▶ _WHAT YOU SHOULD DO_
How many of the lines below contain "think"? Reply with only that figure.

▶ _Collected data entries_
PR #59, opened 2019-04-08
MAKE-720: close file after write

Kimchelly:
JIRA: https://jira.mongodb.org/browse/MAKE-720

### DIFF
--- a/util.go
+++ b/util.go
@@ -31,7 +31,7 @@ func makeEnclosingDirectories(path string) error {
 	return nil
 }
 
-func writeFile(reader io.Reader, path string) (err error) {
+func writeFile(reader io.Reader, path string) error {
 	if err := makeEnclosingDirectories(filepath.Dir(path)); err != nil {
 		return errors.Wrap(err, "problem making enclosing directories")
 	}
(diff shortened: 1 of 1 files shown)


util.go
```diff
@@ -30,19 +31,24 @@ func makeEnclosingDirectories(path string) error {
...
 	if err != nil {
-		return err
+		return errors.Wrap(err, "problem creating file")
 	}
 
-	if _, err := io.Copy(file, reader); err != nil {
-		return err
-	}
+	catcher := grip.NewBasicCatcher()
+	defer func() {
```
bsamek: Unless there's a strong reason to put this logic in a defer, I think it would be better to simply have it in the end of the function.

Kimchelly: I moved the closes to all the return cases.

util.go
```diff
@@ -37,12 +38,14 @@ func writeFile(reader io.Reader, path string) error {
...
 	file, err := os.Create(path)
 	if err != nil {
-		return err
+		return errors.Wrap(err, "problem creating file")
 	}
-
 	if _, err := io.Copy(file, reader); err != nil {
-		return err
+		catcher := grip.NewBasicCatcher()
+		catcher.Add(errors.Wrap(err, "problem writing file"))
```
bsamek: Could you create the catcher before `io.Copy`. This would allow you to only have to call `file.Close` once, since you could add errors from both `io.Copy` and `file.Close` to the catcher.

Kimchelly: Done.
* * *
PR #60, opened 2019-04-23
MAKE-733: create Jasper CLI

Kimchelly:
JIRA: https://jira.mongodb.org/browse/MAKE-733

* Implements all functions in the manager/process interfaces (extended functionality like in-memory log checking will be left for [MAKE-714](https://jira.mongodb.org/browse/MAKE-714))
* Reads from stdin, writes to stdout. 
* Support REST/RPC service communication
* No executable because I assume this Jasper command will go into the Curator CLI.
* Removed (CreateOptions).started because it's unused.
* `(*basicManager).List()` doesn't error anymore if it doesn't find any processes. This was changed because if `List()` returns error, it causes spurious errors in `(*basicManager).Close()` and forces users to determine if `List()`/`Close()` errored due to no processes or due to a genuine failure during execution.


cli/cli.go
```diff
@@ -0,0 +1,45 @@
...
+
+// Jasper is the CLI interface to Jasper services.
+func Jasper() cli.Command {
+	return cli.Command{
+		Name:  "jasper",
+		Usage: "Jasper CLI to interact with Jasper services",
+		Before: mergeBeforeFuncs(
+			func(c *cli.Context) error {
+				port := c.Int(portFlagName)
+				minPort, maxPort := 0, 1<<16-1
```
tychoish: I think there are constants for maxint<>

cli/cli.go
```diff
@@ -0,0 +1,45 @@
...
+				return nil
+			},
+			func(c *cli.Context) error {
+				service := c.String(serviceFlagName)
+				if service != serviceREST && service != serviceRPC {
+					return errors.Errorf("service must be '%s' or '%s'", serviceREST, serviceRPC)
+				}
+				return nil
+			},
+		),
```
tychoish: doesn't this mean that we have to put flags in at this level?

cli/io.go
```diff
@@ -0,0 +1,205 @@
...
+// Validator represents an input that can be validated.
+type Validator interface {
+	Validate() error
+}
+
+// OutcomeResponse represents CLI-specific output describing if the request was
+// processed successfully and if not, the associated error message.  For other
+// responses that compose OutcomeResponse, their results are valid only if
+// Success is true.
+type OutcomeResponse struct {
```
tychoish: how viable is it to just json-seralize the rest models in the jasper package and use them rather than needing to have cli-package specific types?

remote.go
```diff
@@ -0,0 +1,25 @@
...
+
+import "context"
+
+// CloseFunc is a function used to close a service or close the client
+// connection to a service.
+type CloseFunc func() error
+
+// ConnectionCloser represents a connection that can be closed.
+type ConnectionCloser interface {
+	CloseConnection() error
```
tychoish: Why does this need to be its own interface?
* * *
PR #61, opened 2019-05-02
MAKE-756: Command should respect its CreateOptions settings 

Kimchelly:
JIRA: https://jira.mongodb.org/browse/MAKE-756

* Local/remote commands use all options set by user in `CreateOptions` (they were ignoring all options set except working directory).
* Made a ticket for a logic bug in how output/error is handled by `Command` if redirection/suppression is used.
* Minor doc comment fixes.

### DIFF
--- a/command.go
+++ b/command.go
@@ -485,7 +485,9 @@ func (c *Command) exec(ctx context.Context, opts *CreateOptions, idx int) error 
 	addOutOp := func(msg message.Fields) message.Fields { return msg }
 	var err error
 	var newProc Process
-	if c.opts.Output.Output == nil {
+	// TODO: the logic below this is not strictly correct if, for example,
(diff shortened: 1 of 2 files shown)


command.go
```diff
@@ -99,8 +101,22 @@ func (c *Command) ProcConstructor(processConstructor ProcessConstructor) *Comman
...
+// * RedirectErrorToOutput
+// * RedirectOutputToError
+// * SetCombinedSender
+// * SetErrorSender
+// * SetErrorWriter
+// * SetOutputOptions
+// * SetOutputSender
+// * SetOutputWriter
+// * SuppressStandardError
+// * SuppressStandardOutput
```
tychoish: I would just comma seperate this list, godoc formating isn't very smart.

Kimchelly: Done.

▶ _WRITTEN SOLUTION_
2